Putting it all together
| Subject | Predicate | Object |
|---|---|---|
animal:fred | rdfs:label | Fred |
animal:fred | rdf:type | type:cat |
animal:fred | prop:lives-with | animal:hope |
animal:fred | prop:has-legs | 4 |
animal:hope | rdfs:label | Hope |
animal:hope | rdf:type | type:cat |
animal:hope | prop:lives-with | animal:fred |
animal:hope | prop:has-legs | 4 |
prop:lives-with | rdf:type | rdfs:Property |
prop:lives-with | rdfs:label | lives with |
prop:has-legs | rdf:type | rdfs:Property |
prop:has-legs | rdfs:label | has legs |
type:cat | rdf:type | rdfs:Class |
type:cat | rdfs:label | cat |
N-Triples
The simplest file format for RDF triples is N-Triples. Each line of the file describes a triple. The S, P, O elements are written out, space-separated. Each element is surrounded either by angle-brackets for a URI, or double-quotes for literals. Here’s a snippet:
<http://example.org.animal/fred> <http://example.org/property/has-legs> "4"^^<http://www.w3.org/2001/XMLSchema#integer> .
<http://example.org.animal/fred> <http://example.org/property/lives-with> <http://example.org.animal/hope> .
<http://example.org.animal/fred> <http://www.w3.org/1999/02/22-rdf-syntax-ns#type> <http://example.org/type/cat> .
<http://example.org.animal/fred> <http://www.w3.org/2000/01/rdf-schema#label> "Fred" .
<http://example.org.animal/hope> <http://example.org/property/has-legs> "4"^^<http://www.w3.org/2001/XMLSchema#integer> .
<http://example.org.animal/hope> <http://example.org/property/lives-with> <http://example.org.animal/fred> .
<http://example.org.animal/hope> <http://www.w3.org/1999/02/22-rdf-syntax-ns#type> <http://example.org/type/cat> .
<http://example.org.animal/hope> <http://www.w3.org/2000/01/rdf-schema#label> "Hope" .
<http://example.org/property/has-legs> <http://www.w3.org/1999/02/22-rdf-syntax-ns#type> <http://www.w3.org/2000/01/rdf-schema#Property> .
<http://example.org/property/has-legs> <http://www.w3.org/2000/01/rdf-schema#label> "has legs" .

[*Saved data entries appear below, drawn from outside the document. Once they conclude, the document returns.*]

PR #227, opened 2026-04-16
feat(account): collect bound AccountExports as aggregated Account inputs

choufraise:
## Summary

This PR prepares Account reconciliation to consume AccountExport resources as child inputs.

It also removes the previous optimization where reconciliation work could be skipped when the Account generation and operator version had not changed. That assumption is no longer
valid once reconciliation depends on external child resources.

Issue: #11 
Related: #228 

## Changes

- move AccountExport lookup into the controller layer instead of introducing it as an outbound port
- collect bound AccountExport resources during Account reconciliation when the Account already has an account ID
- pass discovered exports into AccountResources before calling the account manager
- remove the guard based on generation == observedGeneration and operator version
- add/update tests for the reconciliation flow around bound AccountExport resources

## Important change

The reconciler can no longer assume that an unchanged Account resource means there is nothing to do.

That was true when reconciliation only depended on the Account itself. It is no longer true once AccountExport and other child CRDs become inputs to the final aggregated Account.

Because of that, this PR removes the short-circuit based on:

- metadata.generation == status.observedGeneration
- matching NAuth operator version

That change is intentional and required for correctness.

## Why

Account is moving toward an aggregated model where child CRDs contribute input to the final Account JWT.

To support that, the parent reconciler must evaluate external bound resources even when the Account spec itself has not changed.

## Notes

This PR is still preparatory:

- it does not yet implement full AccountExport adoption/status handling in Account
- it establishes the reconciliation flow needed for that next step


internal/adapter/outbound/k8s/suite_test.go
```diff
@@ -94,6 +97,15 @@ func TestMain(m *testing.M) {
 	os.Exit(code)
 }
 
+func generateNamespace() domain.Namespace {
+	value := fmt.Sprintf("%s-%d", testNamespace, time.Now().UnixNano())
+	result := domain.Namespace(value)
+	if err := result.Validate(); err != nil {
+		panic("generated invalid namespace: " + err.Error())
```
henriropp: panic?

henriropp (dismissed):
👍

internal/adapter/inbound/controller/account.go
```diff
@@ -41,17 +42,24 @@ import (
...
+	accountExportReader outbound.AccountExportReader
+	reporter            *statusReporter
 }
 
-func NewAccountReconciler(k8sClient client.Client, scheme *runtime.Scheme, manager inbound.AccountManager, recorder events.EventRecorder) *AccountReconciler {
+func NewAccountReconciler(
+	k8sClient client.Client,
+	scheme *runtime.Scheme,
+	manager inbound.AccountManager,
+	accountExportReader outbound.AccountExportReader,
```
kejne: **issue:** This introduces that the inbound adapter does direct calls to the outbound adapter. Consider if this should be part of the service logic.

internal/adapter/outbound/k8s/suite_test.go
choufraise: Yes, it's a test utility method, really should never go wrong, but it doesn't have access to the Test scope, so can't assert/require on it nor did I want to handle (test) errors that never happens.

internal/adapter/inbound/controller/account.go
choufraise: Great question! We discussed this shortly, and due to the new stricter relationships between e.g. `Account` and `AccountExport` CRDs we said that such lookup probably makes more sense closer to k8s than core. We will more or less introduce 2-way-communication between controllers via CRD status, including setting multiple `Condition`s on `AccountExport`, where one is based upon the _adoption_ from `Account.Status.Adoptions`. Of course, we also need to supply the `Account.Status.Adoptions` from the manager, which are heavily reliant on k8s concepts. 

Let's consider this PR blocked until we've sorted this out.

choufraise: Issue #228 created to untangle this mess. Will refactor this PR accordingly.

internal/core/account.go
henriropp, line 85: Isn't this accountRef validation unnecessary? the account is looked up in reconciler and passed in to manager.

choufraise: This code has nothing to do with this PR.

henriropp (approved):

<http://example.org/property/lives-with> <http://www.w3.org/1999/02/22-rdf-syntax-ns#type> <http://www.w3.org/2000/01/rdf-schema#Property> .
<http://example.org/property/lives-with> <http://www.w3.org/2000/01/rdf-schema#label> "lives with" .
<http://example.org/type/cat> <http://www.w3.org/1999/02/22-rdf-syntax-ns#type> <http://www.w3.org/2000/01/rdf-schema#Class> .
<http://example.org/type/cat> <http://www.w3.org/2000/01/rdf-schema#label> "cat" .
Turtle
N-Triples are very verbose, and not so easy to edit. There’s a lot of repitition. Another format is Turtle format. Turtle allows prefixes to be defined and used. The format also allows grouping so that the entity strings don’t need to be repeated.
@prefix rdf: <http://www.w3.org/1999/02/22-rdf-syntax-ns#> .
@prefix animal: <http://example.org/animal/> .
@prefix prop: <http://example.org/property/> .
@prefix type: <http://example.org/type/> .
@prefix rdfs: <http://www.w3.org/2000/01/rdf-schema#> .
animal:fred
prop:has-legs 4 ;
prop:lives-with animal:hope ;
a type:cat ;
rdfs:label "Fred" .
animal:hope
prop:has-legs 4 ;
prop:lives-with animal:fred ;
a type:cat ;
rdfs:label "Hope" .
prop:has-legs
a rdfs:Property ;
rdfs:label "has legs" .
prop:lives-with
a rdfs:Property ;
rdfs:label "lives with" .
type:cat
a rdfs:Class ;
rdfs:label "cat" .
Going further
The RDF technologies and standards are big and very powerful for knowledge management, and we only scraped the surface here. But this is enough to get started with our knowledge graph.